Tenemos que señalar ya la estupidez y a sus grandes criminales. Las vidas —y las muertes— pauperizadas y alienadas por el capital y los señores y las señores atroces e infernales que se sirven de consignar al mundo a esta miseria, no se han contentado con robarnos el pan y la tierra, sino que para seguir haciéndolo cada vez más han erigido todo un sistema dedicado a fomentar la estupidez y el sinsentido: a favor de que no haya algo por qué luchar. Una vida estúpida no busca lo que se merece como vida divina; se destruye antes, como ha venido pasando cada vez más.

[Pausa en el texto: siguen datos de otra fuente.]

PR #443, opened 2018-08-10
KEYCLOAK-8029 Documentation for Kerberos cross-realm trust

mposolda:


server_admin/topics/authentication/kerberos.adoc
```diff
@@ -188,6 +188,48 @@ WARNING: Credential delegation has some security implications so only use it if
          It's highly recommended to use it together with HTTPS.
          See for example http://www.microhowto.info/howto/configure_firefox_to_authenticate_using_spnego_and_kerberos.html[this article] for more details.
 
+==== Cross-realm trust
+
+In the Kerberos V5 protocol, the `realm` is a set of Kerberos principals defined in the Kerberos database (typically LDAP servers).
+Kerberos protocol has a concept of cross-realm trust. For example if there are 2 kerberos realms A and B, the cross-realm trust
+will allow the users from realm A to access resources (services) of realm B. This means that realm B trusts the realm A.
```
matthewhelmke: In the Kerberos V5 protocol, the `realm` is a set of Kerberos principals defined in the Kerberos database (typically LDAP servers).
The Kerberos protocol has a concept of cross-realm trust. For example, if there are 2 kerberos realms A and B, the cross-realm trust
will allow the users from realm A to access resources (services) of realm B. This means that realm B trusts the realm A.

server_admin/topics/authentication/kerberos.adoc
```diff
@@ -188,6 +188,48 @@ WARNING: Credential delegation has some security implications so only use it if
...
+
+.Kerberos cross-realm trust
+image:images/kerberos-trust-basic.png[]
+
+
+The {project_name} server has the support for cross-realm trust. There are few things which need to be done to achieve this:
```
matthewhelmke: No "the" is needed in "...server has support for..."

server_admin/topics/authentication/kerberos.adoc
```diff
@@ -188,6 +188,48 @@ WARNING: Credential delegation has some security implications so only use it if
...
+In general, it is needed to add the Kerberos principal `krbtgt/B@A` to both Kerberos databases of realm A and B. It is needed that
+this principal has same keys on both Kerberos realms. This is usually achieved when the principals have same password, key version number
+and there are same ciphers used in both realms. It is recommended to consult the Kerberos server documentation for more details.
+
+NOTE: The cross-realm is unidirectional by default. If you want it bidirectional and support that realm A trusts realm B,
+you need to add also the principal `krbtgt/A@B` to both Kerberos databases.
+However trust is transitive by default. If realm B trusts realm A and realm C trusts realm B, then realm C automatically trusts
+realm A as well without a need to have principal `krbtgt/C@A` available. Some additional configuration (for example `capaths`)
+may be needed to configure on Kerberos client side, so that the clients are able to find the trust path. Again, consult Kerberos
+documentation for more details.
```
matthewhelmke: NOTE: The cross-realm trust is unidirectional by default. If you want bidirectional trust to have realm A also trust realm B,
you must also add the principal `krbtgt/A@B` to both Kerberos databases. However, trust is transitive by default. If realm B trusts realm A and realm C trusts realm B, then realm C automatically trusts realm A without a need to have principal `krbtgt/C@A` available. Some additional configuration (for example `capaths`) may be needed to configure on Kerberos client side, so that the clients are able to find the trust path. Consult the Kerberos documentation for more details.

server_admin/topics/authentication/kerberos.adoc
```diff
@@ -188,6 +188,48 @@ WARNING: Credential delegation has some security implications so only use it if
...
+
+* Configure {project_name} server
+
+** If you use LDAP storage provider with Kerberos support, you need to configure server principal for realm B like for
+example `HTTP/mydomain.com@B` . The LDAP server must be able to find the users from realm A if you want users from realm A to
+successfully authenticate to {project_name}, as {project_name} server must be able to do SPNEGO flow and then find the users.
+So for example user kerberos principal `john@A` must be available as user in the LDAP under some LDAP DN
+like `uid=john,ou=People,dc=example,dc=com`. If you want both users from realm A and B to authenticate, you need to ensure that
+LDAP is able to find users from both realms A and B. We want to improve this limitation in future versions, so you can potentially
+create more separate LDAP providers for separate realms and ensure that SPNEGO works for both of them.
```
matthewhelmke: ** If you use an LDAP storage provider with Kerberos support, you need to configure the server principal for realm B as in this example: `HTTP/mydomain.com@B`. The LDAP server must be able to find the users from realm A if you want users from realm A to successfully authenticate to {project_name}, as {project_name} server must be able to do SPNEGO flow and then find the users.
For example, kerberos principal user `john@A` must be available as a user in the LDAP under an LDAP DN
such as `uid=john,ou=People,dc=example,dc=com`. If you want both users from realm A and B to authenticate, you need to ensure that LDAP is able to find users from both realms A and B. We want to improve this limitation in future versions, so you can potentially create more separate LDAP providers for separate realms and ensure that SPNEGO works for both of them.

server_admin/topics/authentication/kerberos.adoc
```diff
@@ -188,6 +188,48 @@ WARNING: Credential delegation has some security implications so only use it if
...
+
+** If you use Kerberos user storage provider (typically the Kerberos without LDAP integration), you need to configure the
+server principal as `HTTP/mydomain.com@B` and users from both Kerberos realms A and B should be able to authenticate.
```
matthewhelmke: Should be "** If you use a Kerberos user storage..."

server_admin/topics/authentication/kerberos.adoc
```diff
@@ -188,6 +188,48 @@ WARNING: Credential delegation has some security implications so only use it if
...
+
+WARNING: For Kerberos user storage provider, it is recommended that there are no conflicting users among kerberos realms.
+If they are, they will be mapped to same {project_name} user. This is again something, which we want to improve in future versions and
+provide some more flexible mappings from Kerberos principals to {project_name} usernames.
```
matthewhelmke: WARNING: For the Kerberos user storage provider, it is recommended that there are no conflicting users among kerberos realms. If conflicting users exist, they will be mapped to the same {project_name} user. This is also something, which we want to improve in future versions and provide some more flexible mappings from Kerberos principals to {project_name} usernames.

matthewhelmke (changes requested):
I have some edits for you, but this was mostly clear and easy to follow, I just cleaned up the language.

mposolda:
@matthewhelmke Updated per your suggestions. Thanks!

matthewhelmke (approved):

PR #450, opened 2018-08-20
KEYCLOAK-7719 Fixed endpoints auth/token list and also added well-kno…

stianst:
…wn endpoint

### DIFF
--- a/server_admin/topics/sso-protocols/oidc.adoc
+++ b/server_admin/topics/sso-protocols/oidc.adoc
@@ -95,10 +95,12 @@ Here's a list of OIDC endpoints that the {project_name} publishes.  These URLs a
 talk OIDC with the auth server.  These are all relative URLs and the root of the URL being the HTTP(S) protocol, hostname, and usually path prefixed with
 _/auth_:  i.e. $$https://localhost:8080/auth$$
 
-/realms/{realm-name}/protocol/openid-connect/token::
+/realms/{realm-name}/.well-known/openid-configuration::
+  This is the URL endpoint for the OpenID Connect Discovery endpoint.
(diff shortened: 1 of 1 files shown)


server_admin/topics/sso-protocols/oidc.adoc
```diff
@@ -95,10 +95,12 @@ Here's a list of OIDC endpoints that the {project_name} publishes.  These URLs a
 talk OIDC with the auth server.  These are all relative URLs and the root of the URL being the HTTP(S) protocol, hostname, and usually path prefixed with
 _/auth_:  i.e. $$https://localhost:8080/auth$$
 
-/realms/{realm-name}/protocol/openid-connect/token::
+/realms/{realm-name}/.well-known/openid-configuration::
+  This is the URL endpoint for the OpenID Connect Discovery endpoint.
```
matthewhelmke, line 99: It feels off to me to have the word "endpoint" repeated in the sentence, in both the subject and the definition. I think the following could work, or perhaps finding a different word or phrase for the end of the sentence.

This is the URL endpoint for OpenID Connect Discovery.

matthewhelmke (changes requested):
I left one comment.

server_admin/topics/sso-protocols/oidc.adoc
stianst: I didn't particularly like the way it's written either, but here I'm focusing on fixing the bug, not general edit of the page.

matthewhelmke: Okay, but since that sentence is new, I would suggest using the clearest phrasing possible to prevent future debt, when possible.

PR #456, opened 2018-08-29
KEYCLOAK-7437 Support for prompt=consent

mposolda:


securing_apps/topics/oidc/java/params_forwarding.adoc
```diff
@@ -23,6 +23,8 @@ enter the scope options `address phone`, then the request to {project_name} will
 
 * prompt - {project_name} supports these settings:
 ** `login` - SSO will be ignored and the {project_name} login page will be always shown, even if the user is already authenticated
+** `consent` - Applicable only for the clients with `Consent Required`. If it is used, the Consent page will be always displayed
+even if user already granted consent before to this client.
```
matthewhelmke: I suggest the following for the second sentence:
If it is used, the Consent p[age will always be displayed, even if the user previously granted consent to this client.

securing_apps/topics/oidc/javascript-adapter.adoc
```diff
@@ -317,7 +317,10 @@ Redirects to login form on (options is an optional object with redirectUri and/o
 Options is an Object, where:
 
 * redirectUri - Specifies the uri to redirect to after login.
-* prompt - By default the login screen is displayed if the user is not logged-in to {project_name}. To only authenticate to the application if the user is already logged-in and not display the login page if the user is not logged-in, set this option to `none`. To always require re-authentication and ignore SSO, set this option to `login` .
+* prompt - By default the login screen is displayed if the user is not logged-in to {project_name}. To only authenticate to the
+application if the user is already logged-in and not display the login page if the user is not logged-in, set this option to `none`.
+To always require re-authentication and ignore SSO, set this option to `login` .
+To always show the consent page even if user already granted consent to this client application, set this option to `consent` (Applicable only for the clients with `Consent Required`) .
```
matthewhelmke: Suggested edits:

* prompt - By default, the login screen is displayed if the user is not logged-in to {project_name}.
Set this option to `none` to authenticate to the application if the user is already logged-in and to not display the login page if the user is not logged-in.
Set this option to `login` to always require re-authentication and ignore current logged-in status and SSO.
Set this option to `consent` to always show the consent page, even if user already granted consent to this client application (this is applicable only for the clients with `Consent Required` set).

matthewhelmke (changes requested):
I am suggesting some changes. Please read them before applying to make sure I did not change the meaning unintentionally.

mposolda:
@matthewhelmke Thanks for the review! I've addressed per your feedback in the params_forwarding.adoc chapter. In the javascript_adapter.adoc section, I wasn't so sure and in the end, I've changed this section to add the link with more details to the `params_forwarding.adoc` where is the detailed description of the `prompt` parameter and all the possible values. That way, we don't duplicate docs for the explanation of `prompt` parameter in both places. Also for the future, we will need to edit just a single place (as the OIDC specification mentions some more values for the `prompt` parameter, which we don't yet support, but maybe we will support them in the future). WDYT?

matthewhelmke:
@mposolda I really like that idea. Having a single source and linking to it is a good plan.

matthewhelmke (approved):

mposolda:
@matthewhelmke Thanks!

PR #459, opened 2018-08-30
Patch about auth and token endpoint

jolisylvain:
I think the definitions of auth and token OIDC endpoints have been inverted


matthewhelmke (approved):
Thank you! This looks fine to me, but I will defer to engineering for confirmation.

stianst:
Actually, it's both inverted and also wrong. The auth endpoint is for the authorization code flow that's correct, but not for obtaining tokens via implicit flow, direct grant or client grants. All requests that obtain tokens use the token endpoint.

stianst (changes requested):
See comment

stianst:
Closing this as it's incorrect and there is no feedback from contributor. Feel free to re-open once comments have been addressed.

Sí: sí hay muertos. Sí: sí hay culpables. No son sólo las y los asesinos in situ sobre el campo: ellos son piezas sustituibles, existencias preconfiguradas para que sus fuerzas, cuerpos y sus crímenes abonen los placeres de los dueños; ellas son personas despojadas de su humanidad casi de antemano, fabricadas en serie para existir así. (Tal vez si no me hubiera topado con la poesía, por error, yo hubiera sido uno de ellos). Pero se trata de quienes se arengaron los medios y la potestad para producirnos de esta manera vil. Muertos, hay culpables. Son los dueños de la pobreza, los administradores de la frivolidad y de la estupidez. Todas y todos esos que contribuyen a brutalizar la vida, a hacer ver y sentir la vida como algo banal, baladí. Superficial: el cadáver de un joven desnudo al que le han sacado los ojos sobre el césped y los manchones de cal que dividen el campo, un sábado a media tarde, ante cientos de hombres, mujeres y niños; riendo, y grabándolo —al horror.

Que no los muertos: sino esas ex personas usurpadas, poseídas por la explotación que aquellos crearon y la estupidez que se empeñan en multiplicar, pesen sobre el alma de las y de los dueños. Porque, señoras y señores, esos asesinos son todos suyos.